**Activity:**
Reduce the material below to its lines containing "kegl".

**Information supplied:**
+ + +
PR #46, opened 2017-08-07
Image classification

kegl:


jorisvandenbossche:
@kegl did someting go wrong here? As the diff of this PR is just one line of whitespace change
+ + +
**Exercise response:**
kegl:
@kegl did someting go wrong here? As the diff of this PR is just one line of whitespace change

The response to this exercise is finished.